Exercise requirements:
In the listing that follows, the lines starting at the one containing "- I sanity-checked" and ending at the one containing "its real-on-Tailscale runs." are to be returned exactly, both boundary lines included, and no others.
[Source material — start]
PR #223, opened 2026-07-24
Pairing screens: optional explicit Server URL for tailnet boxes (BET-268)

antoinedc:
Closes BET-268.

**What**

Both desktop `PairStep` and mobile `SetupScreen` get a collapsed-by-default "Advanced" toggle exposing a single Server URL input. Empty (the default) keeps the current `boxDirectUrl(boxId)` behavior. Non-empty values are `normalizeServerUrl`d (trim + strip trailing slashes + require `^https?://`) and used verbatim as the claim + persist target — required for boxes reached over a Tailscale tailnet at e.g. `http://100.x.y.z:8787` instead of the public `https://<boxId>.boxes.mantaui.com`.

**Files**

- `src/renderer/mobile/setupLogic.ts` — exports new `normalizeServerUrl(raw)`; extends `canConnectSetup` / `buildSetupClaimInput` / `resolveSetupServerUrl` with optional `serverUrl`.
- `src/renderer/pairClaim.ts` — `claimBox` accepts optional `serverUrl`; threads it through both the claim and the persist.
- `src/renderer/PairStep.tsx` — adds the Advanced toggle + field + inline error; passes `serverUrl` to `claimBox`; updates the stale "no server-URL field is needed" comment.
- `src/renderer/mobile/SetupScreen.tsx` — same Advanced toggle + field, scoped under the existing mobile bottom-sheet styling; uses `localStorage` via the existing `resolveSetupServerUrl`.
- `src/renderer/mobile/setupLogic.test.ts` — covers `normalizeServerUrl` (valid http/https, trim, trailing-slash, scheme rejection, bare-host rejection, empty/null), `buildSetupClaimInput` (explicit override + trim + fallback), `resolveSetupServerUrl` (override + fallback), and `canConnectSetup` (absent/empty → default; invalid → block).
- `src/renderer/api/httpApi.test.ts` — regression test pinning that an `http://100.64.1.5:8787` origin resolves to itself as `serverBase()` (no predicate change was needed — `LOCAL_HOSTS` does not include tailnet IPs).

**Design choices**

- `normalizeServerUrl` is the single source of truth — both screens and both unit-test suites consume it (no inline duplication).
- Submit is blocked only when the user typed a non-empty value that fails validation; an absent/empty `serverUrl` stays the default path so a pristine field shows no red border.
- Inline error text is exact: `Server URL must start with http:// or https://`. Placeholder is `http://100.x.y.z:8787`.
[Source material — finish]
[Source material — start]
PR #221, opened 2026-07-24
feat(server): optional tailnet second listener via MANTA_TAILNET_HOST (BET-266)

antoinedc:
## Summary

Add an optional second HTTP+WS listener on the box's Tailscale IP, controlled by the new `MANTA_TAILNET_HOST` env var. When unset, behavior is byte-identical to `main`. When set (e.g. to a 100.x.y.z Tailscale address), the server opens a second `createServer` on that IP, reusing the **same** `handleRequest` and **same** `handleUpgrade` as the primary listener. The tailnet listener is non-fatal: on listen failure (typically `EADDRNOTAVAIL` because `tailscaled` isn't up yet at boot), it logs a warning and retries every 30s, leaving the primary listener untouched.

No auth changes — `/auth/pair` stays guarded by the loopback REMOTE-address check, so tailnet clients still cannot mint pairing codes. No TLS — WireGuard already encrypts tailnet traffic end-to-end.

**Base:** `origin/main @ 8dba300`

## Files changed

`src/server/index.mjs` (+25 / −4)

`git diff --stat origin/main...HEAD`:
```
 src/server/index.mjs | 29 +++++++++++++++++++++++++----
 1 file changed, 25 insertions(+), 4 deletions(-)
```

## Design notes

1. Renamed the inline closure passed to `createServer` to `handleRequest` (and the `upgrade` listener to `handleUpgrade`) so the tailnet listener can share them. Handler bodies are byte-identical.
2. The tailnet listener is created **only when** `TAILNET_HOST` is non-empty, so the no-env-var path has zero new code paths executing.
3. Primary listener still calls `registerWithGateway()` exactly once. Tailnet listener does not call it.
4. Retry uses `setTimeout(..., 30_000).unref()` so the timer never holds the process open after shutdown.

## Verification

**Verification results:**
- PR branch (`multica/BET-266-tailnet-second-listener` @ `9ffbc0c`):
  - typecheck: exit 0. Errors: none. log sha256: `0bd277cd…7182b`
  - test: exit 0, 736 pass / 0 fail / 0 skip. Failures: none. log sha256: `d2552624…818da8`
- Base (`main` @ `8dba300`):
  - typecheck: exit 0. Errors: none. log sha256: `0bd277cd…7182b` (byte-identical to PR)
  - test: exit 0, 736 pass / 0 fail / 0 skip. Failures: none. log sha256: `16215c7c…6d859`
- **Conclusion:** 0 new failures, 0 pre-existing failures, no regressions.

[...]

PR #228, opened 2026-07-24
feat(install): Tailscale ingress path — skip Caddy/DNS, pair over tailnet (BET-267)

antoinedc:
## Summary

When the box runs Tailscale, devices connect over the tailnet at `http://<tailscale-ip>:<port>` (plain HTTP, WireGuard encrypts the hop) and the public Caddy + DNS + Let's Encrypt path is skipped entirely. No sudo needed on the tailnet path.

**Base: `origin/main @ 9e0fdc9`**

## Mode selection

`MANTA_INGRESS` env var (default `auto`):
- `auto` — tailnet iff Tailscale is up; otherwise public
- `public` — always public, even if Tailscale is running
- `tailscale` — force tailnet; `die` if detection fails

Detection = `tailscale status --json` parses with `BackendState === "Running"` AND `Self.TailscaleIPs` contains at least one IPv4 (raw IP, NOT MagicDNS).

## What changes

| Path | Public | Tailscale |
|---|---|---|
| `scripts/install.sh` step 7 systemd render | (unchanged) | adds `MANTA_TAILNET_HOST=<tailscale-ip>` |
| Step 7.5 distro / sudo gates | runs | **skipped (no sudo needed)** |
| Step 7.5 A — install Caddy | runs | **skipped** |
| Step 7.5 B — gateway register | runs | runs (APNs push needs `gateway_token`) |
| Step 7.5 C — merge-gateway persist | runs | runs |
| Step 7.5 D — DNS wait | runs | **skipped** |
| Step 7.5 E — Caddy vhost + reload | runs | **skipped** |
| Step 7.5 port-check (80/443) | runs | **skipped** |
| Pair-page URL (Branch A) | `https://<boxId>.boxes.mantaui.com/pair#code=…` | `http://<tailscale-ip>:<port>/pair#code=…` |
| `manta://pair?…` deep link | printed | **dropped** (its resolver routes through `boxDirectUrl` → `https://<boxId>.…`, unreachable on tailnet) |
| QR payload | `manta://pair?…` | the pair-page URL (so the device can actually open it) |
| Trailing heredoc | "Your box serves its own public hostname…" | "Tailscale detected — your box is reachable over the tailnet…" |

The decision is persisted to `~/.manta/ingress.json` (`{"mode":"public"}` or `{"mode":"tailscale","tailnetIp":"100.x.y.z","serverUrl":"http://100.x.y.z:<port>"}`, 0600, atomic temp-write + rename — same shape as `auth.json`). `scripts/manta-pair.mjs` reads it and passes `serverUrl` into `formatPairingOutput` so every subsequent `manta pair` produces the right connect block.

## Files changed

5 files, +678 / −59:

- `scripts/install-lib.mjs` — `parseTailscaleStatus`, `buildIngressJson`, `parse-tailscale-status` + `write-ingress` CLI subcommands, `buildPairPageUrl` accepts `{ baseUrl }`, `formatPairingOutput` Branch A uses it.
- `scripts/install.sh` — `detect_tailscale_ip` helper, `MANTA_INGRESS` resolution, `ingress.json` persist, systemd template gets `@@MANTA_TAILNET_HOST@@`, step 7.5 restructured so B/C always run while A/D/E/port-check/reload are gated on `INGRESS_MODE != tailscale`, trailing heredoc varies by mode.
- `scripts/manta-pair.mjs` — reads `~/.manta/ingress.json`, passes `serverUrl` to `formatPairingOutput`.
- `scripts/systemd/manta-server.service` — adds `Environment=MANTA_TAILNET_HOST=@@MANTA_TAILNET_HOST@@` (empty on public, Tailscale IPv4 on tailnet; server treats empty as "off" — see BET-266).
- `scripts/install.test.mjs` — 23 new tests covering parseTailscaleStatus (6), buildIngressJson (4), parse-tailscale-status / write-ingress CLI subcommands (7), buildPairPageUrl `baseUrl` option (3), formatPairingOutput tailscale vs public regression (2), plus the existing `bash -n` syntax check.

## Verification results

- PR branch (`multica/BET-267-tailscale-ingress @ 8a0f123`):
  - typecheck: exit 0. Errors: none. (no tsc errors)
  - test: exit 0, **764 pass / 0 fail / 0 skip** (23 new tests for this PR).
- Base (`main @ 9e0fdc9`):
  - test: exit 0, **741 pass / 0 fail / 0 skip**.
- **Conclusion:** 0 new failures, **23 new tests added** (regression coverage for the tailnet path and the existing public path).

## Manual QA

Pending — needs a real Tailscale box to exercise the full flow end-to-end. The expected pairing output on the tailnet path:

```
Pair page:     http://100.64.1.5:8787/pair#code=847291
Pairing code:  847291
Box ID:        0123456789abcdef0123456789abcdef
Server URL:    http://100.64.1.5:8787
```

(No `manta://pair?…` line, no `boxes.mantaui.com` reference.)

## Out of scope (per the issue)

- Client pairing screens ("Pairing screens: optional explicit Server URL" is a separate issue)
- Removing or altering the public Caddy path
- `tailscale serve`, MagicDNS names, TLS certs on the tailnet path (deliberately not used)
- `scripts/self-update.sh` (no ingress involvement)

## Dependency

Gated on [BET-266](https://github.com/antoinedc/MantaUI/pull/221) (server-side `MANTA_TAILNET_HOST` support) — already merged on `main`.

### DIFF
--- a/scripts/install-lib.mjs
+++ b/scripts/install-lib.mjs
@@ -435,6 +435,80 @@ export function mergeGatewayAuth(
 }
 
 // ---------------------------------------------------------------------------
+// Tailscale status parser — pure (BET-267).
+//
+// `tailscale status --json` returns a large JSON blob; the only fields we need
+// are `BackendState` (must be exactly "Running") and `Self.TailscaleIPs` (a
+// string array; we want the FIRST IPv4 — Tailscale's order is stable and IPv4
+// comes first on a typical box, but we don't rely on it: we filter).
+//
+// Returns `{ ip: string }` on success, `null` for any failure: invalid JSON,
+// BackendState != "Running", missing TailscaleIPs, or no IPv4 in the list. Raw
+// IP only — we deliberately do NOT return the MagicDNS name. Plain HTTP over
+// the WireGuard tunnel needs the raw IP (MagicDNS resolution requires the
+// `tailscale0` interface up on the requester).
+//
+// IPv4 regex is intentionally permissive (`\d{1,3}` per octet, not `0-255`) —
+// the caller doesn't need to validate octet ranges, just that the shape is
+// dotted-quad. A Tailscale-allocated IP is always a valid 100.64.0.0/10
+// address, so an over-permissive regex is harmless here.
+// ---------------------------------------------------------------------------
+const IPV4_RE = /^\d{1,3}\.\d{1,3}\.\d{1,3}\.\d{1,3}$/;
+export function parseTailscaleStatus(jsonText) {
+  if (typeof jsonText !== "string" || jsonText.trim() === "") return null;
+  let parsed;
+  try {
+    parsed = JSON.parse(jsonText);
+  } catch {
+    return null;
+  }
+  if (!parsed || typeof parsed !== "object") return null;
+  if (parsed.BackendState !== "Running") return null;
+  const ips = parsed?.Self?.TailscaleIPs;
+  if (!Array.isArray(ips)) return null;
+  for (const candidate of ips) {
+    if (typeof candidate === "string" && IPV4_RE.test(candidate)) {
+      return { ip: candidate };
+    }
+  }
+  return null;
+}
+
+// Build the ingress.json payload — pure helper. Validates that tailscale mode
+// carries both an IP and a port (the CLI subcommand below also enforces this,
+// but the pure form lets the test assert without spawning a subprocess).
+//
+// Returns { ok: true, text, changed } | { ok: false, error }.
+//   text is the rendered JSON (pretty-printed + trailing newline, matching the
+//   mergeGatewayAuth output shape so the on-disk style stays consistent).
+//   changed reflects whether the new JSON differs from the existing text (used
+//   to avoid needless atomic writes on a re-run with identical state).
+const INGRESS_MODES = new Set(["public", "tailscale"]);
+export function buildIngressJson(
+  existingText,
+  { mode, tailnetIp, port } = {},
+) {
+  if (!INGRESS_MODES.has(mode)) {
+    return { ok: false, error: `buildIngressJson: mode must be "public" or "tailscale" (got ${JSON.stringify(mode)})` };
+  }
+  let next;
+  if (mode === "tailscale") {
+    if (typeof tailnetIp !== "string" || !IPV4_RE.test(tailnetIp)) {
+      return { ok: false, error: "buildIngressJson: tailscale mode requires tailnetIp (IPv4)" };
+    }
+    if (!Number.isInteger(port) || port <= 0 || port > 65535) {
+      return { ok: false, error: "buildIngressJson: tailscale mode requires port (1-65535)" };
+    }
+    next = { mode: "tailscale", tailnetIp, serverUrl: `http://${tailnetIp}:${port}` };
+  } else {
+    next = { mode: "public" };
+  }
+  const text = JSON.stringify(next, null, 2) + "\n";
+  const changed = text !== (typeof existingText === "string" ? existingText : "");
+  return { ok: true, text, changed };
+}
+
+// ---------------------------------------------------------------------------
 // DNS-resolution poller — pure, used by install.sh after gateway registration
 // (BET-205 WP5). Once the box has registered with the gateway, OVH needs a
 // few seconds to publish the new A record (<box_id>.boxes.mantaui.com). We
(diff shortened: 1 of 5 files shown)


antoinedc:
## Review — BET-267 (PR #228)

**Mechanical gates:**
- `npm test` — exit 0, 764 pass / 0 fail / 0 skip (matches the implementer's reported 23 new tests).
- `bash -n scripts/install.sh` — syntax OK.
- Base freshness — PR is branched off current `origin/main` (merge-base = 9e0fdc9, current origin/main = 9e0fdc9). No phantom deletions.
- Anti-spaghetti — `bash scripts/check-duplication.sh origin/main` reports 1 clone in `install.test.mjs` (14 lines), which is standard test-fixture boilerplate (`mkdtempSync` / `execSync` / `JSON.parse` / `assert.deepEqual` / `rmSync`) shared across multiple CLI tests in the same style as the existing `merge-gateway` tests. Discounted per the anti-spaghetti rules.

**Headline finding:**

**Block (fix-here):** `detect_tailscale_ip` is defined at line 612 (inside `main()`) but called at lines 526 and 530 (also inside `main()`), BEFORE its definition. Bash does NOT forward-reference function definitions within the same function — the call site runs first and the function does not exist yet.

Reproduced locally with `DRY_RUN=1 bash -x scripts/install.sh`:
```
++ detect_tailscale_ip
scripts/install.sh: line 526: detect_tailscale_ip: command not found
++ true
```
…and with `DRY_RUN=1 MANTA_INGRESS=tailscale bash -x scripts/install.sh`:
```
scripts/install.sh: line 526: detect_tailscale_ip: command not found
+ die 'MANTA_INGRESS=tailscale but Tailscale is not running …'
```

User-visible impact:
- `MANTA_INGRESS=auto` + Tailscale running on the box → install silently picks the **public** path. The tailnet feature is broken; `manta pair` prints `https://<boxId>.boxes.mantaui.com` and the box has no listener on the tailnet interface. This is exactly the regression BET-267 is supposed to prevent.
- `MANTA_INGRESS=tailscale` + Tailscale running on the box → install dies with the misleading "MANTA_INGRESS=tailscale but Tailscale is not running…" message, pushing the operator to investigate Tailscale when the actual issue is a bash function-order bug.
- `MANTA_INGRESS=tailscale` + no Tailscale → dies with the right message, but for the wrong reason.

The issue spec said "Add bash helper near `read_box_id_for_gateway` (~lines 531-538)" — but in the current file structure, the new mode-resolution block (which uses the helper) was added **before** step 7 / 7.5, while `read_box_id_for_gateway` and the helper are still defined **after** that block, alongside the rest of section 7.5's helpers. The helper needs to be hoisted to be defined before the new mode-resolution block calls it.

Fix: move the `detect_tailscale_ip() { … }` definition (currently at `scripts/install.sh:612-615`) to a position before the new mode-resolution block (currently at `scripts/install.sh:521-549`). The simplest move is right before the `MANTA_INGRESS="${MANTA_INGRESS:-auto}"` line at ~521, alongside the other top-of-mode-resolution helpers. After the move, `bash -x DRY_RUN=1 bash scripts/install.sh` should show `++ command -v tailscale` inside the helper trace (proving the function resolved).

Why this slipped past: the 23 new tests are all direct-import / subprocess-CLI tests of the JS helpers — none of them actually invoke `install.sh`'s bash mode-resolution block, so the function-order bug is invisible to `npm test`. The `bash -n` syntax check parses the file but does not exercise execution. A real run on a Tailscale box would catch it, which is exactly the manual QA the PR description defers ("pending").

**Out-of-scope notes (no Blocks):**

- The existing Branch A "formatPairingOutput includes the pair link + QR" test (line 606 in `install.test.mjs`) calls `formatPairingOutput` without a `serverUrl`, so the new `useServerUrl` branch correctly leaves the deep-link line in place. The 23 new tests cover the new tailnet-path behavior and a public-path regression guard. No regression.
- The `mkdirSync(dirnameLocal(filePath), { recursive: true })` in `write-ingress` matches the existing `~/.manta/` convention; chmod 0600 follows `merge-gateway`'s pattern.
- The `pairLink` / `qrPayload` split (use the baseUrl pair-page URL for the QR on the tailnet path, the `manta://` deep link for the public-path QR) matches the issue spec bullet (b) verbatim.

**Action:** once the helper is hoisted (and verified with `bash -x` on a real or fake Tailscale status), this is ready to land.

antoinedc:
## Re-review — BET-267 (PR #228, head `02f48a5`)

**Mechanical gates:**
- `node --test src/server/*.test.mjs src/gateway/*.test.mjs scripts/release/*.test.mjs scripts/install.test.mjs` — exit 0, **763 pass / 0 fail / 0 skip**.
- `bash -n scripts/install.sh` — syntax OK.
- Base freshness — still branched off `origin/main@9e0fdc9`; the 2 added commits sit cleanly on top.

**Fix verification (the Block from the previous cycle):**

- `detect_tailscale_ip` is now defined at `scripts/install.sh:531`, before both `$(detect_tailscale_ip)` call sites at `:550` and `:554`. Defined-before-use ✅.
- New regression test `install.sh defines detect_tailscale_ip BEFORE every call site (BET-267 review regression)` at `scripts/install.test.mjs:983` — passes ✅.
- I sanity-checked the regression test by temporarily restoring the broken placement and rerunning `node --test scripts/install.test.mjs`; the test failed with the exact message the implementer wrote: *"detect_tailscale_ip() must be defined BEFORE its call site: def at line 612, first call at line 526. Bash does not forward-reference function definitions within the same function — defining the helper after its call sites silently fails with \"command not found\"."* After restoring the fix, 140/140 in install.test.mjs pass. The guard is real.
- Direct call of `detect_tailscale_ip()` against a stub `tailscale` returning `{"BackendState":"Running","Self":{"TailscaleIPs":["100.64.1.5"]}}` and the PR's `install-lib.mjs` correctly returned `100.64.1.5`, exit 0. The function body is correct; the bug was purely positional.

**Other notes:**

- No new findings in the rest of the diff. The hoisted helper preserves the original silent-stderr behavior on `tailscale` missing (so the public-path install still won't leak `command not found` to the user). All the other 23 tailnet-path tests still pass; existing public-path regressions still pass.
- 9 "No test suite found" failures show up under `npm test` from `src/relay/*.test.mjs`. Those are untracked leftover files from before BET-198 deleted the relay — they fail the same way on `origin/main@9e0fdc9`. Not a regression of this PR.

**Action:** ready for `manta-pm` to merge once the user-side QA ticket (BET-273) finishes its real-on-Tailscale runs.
[Source material — finish]
Reply:
- I sanity-checked the regression test by temporarily restoring the broken placement and rerunning `node --test scripts/install.test.mjs`; the test failed with the exact message the implementer wrote: *"detect_tailscale_ip() must be defined BEFORE its call site: def at line 612, first call at line 526. Bash does not forward-reference function definitions within the same function — defining the helper after its call sites silently fails with \"command not found\"."* After restoring the fix, 140/140 in install.test.mjs pass. The guard is real.
- Direct call of `detect_tailscale_ip()` against a stub `tailscale` returning `{"BackendState":"Running","Self":{"TailscaleIPs":["100.64.1.5"]}}` and the PR's `install-lib.mjs` correctly returned `100.64.1.5`, exit 0. The function body is correct; the bug was purely positional.

**Other notes:**

- No new findings in the rest of the diff. The hoisted helper preserves the original silent-stderr behavior on `tailscale` missing (so the public-path install still won't leak `command not found` to the user). All the other 23 tailnet-path tests still pass; existing public-path regressions still pass.
- 9 "No test suite found" failures show up under `npm test` from `src/relay/*.test.mjs`. Those are untracked leftover files from before BET-198 deleted the relay — they fail the same way on `origin/main@9e0fdc9`. Not a regression of this PR.

**Action:** ready for `manta-pm` to merge once the user-side QA ticket (BET-273) finishes its real-on-Tailscale runs.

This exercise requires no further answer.